Full instructions and rationale: resources/skaffold-kind-ci-profile.md.
Other resources
resources/networkpolicy-debugging.md — NetworkPolicy selectors, cross-namespace rules, pod label reference.
resources/build-pipeline-flow.md — buildermgr → builder → fetcher → storagesvc dance, where each container's log lives, mapping symptom to failing step.
resources/shared-volume-permissions.md — /packages shared volume, builder vs. fetcher UID model, why 0o750 breaks things.
resources/skaffold-kind-ci-profile.md — adding CI-only Helm flags via the kind-ci profile.
resources/builder-image-origin.md — the gotcha that env-builder images are not rebuilt per-PR.
resources/integration-test-framework.md — Go-test-framework quirks the bash→Go migration uncovered: builder/runtime readiness race (8 layered fixes), pod-label conventions, ns.CLI capture limitations, embed.FS nested-module skip, spec-test cwd handling, Package CR /status subresource gap.
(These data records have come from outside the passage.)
PR #804, opened 2017-10-13
Optional display of temperature in Fahrenheit units

chrissnell:
This PR creates a new boolean option, `temperature-fahrenheit`, for the `internal/temperature` module.  When set to true, the temperature will be displayed as degrees Fahrenheit.

This is my first time writing C++.  Please let me know if there's a way to make this better.

### DIFF
--- a/doc/config.cmake
+++ b/doc/config.cmake
@@ -316,7 +316,6 @@ animation-charging-framerate = 750
 type = internal/temperature
 thermal-zone = 0
 warn-temperature = 60
-;temperature-farhrenheit = true
 
 format = <ramp> <label>
 format-underline = #f50a4d
--- a/doc/config.cmake
+++ b/doc/config.cmake
@@ -316,6 +316,7 @@ animation-charging-framerate = 750
 type = internal/temperature
 thermal-zone = 0
 warn-temperature = 60
+;temperature-farhrenheit = true
 
 format = <ramp> <label>
 format-underline = #f50a4d
--- a/src/modules/temperature.cpp
+++ b/src/modules/temperature.cpp
@@ -19,7 +19,6 @@ namespace modules {
     m_path = m_conf.get(name(), "hwmon-path", ""s);
     m_tempwarn = m_conf.get(name(), "warn-temperature", 80);
     m_interval = m_conf.get<decltype(m_interval)>(name(), "interval", 1s);
-    m_temperature_fahrenheit = m_conf.get(name(), "temperature-fahrenheit", m_temperature_fahrenheit);
 
     if (m_path.empty()) {
       m_path = string_util::replace(PATH_TEMPERATURE_INFO, "%zone%", to_string(m_zone));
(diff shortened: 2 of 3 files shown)


src/modules/temperature.cpp
```diff
@@ -44,10 +46,15 @@ namespace modules {
   bool temperature_module::update() {
     m_temp = std::atoi(file_util::contents(m_path).c_str()) / 1000.0f + 0.5f;
     m_perc = math_util::cap(math_util::percentage(m_temp, 0, m_tempwarn), 0, 100);
+    int temp_f = floor((((9.0/5.0) * m_temp) + 32) + 0.5);
```
patrick96: Why the `+0.5` here?

patrick96:
Thank you very much for your contribution! Your code looks good.
Fahrenheit is definitely something that the `temperature` module should support. Though it would allow for greater extensibility and would also look cleaner if there were separate tokens for fahrenheit and celsius instead of having a new key in the config.
Is this something you have time and would like to implement?

src/modules/temperature.cpp
NBonaparte: I think it's for rounding purposes. Usually `floor()` isn't used after that though, because the value is already rounded.

chrissnell:
Accidentally screwed up my commit log a little bit on this one but the changes are correct.  Perhaps you can squash the PR that I did within chrissnell/polybar

doc/config.cmake
```diff
@@ -316,6 +316,7 @@ animation-charging-framerate = 750
 type = internal/temperature
 thermal-zone = 0
 warn-temperature = 60
+;temperature-farhrenheit = true
```
patrick96: Can you remove that, since this option doesn't exist anymore

chrissnell:
@patrick96 fixed

src/modules/temperature.cpp
```diff
@@ -43,10 +44,13 @@ namespace modules {
 
   bool temperature_module::update() {
     m_temp = std::atoi(file_util::contents(m_path).c_str()) / 1000.0f + 0.5f;
+    int m_temp_f = floor(((9.0/5.0) * (m_temp + 32)) + 0.5);
```
patrick96: Seems like the formula is a little off, it should be
`1.8 * temp + 32`

chrissnell: Not sure how that's any different.  We do need the floor() and the + 0.5 to round to a whole number.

resources/monitor-poll-loop.md — the canonical gh pr checks poll loop for the push-fix-monitor cycle.
resources/gh-commands-cheatsheet.md — every gh invocation we use during a debug session, with notes.
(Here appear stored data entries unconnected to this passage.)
PR #807, opened 2017-10-15
Fixed a compilation error on Fedora Rawhide

pierg75:
I've built rpm packages for fedora and I run into an error on Fedora Rawhide.

`...use of undeclared identifier 'pow10'...`

Looking around this seems a quick fix with pow(10, ...).
It compiles now with these fixes.


patrick96:
Looks good. Thanks!
Seems like `pow10` is a GNU extension and will not properly compile on all systems. This is probably the easiest fix

Issue #810, opened 2017-10-20
github module without internet connection


Kokan:
If the github module cannot connect to github to fetch the number of notification it disappears from the bar, and do not come back until polybar restarted (or config reload in case of `--reload` flag).

Tested with the current master.

Issue #754, opened 2017-09-15
internal/github module causes crash after some period of time


apetresc:
I have the following module configured in my polybar config:
```
[module/github]
type = internal/github
token = xxxxxxxxxx
empty-notifications = false
format = <label>
label = %{A1:xdg-open https\://github.com/notifications/:}  %notifications% %{A}
format-underline = #3f4448
```
(Yes, my polybar is compiled with `+curl`)

If I add this module to a bar, everything appears to work fine, I can see the entry, it refreshes every so often, etc. However, randomly and at uneven intervals, but always within ~24 hours, polybar will crash without any sort of output spilled to stderr or stdout.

resources/pprof-profile-analysis.md — pull and read the CI heap/goroutine pprof artifacts; classify leak vs. baseline; quantify a fix's before/after delta; metrics-registration gotchas (the TestCanary-stall trap).
Out of scope
- Triaging non-Fission GitHub Actions workflows (no shared CI infra).
- Re-running the SAST scanner — that's the
go-deps-security-upgrade skill or a maintainer-driven scan.
- Fixing the underlying business logic of a failing test — once cause of failure is identified, the actual code change is normal edit-test-commit.
- Forensic analysis of merged-main breakage — main reverts and hotfixes have their own flow.
Canonical execution outline
1. Phase 0:
gh pr checks <PR> # see who's red
gh run list --branch main --limit 5 # cross-check: red on main too?
→ cross out pre-existing noise (FOSSA, etc.)
2. Phase 1 (escalate from cheap to expensive):
a. gh run view <runId> --log-failed | grep -E '<patterns>'
b. gh api .../jobs/<jobId>/logs | grep -B2 -A8 '<patterns>'
c. gh run download <runId> -n go-integration-logs-* -D /tmp/
3. Phase 2:
Match error string against the tables above.
Load the matching resources/<topic>.md for the deep dive.
4. Phase 3:
Read source at cited line. Verify which binary is actually running
(fission-bundle/fetcher = per-PR; env-builder images = pre-built GHCR).
Run focused local tests + helm template if Helm/skaffold changed.
5. Phase 4:
Push. Arm Monitor with the poll loop (timeout 2400000ms).
On notification: if green, done. If red, restart Phase 1 with new logs —
don't reuse the previous hypothesis without re-reading.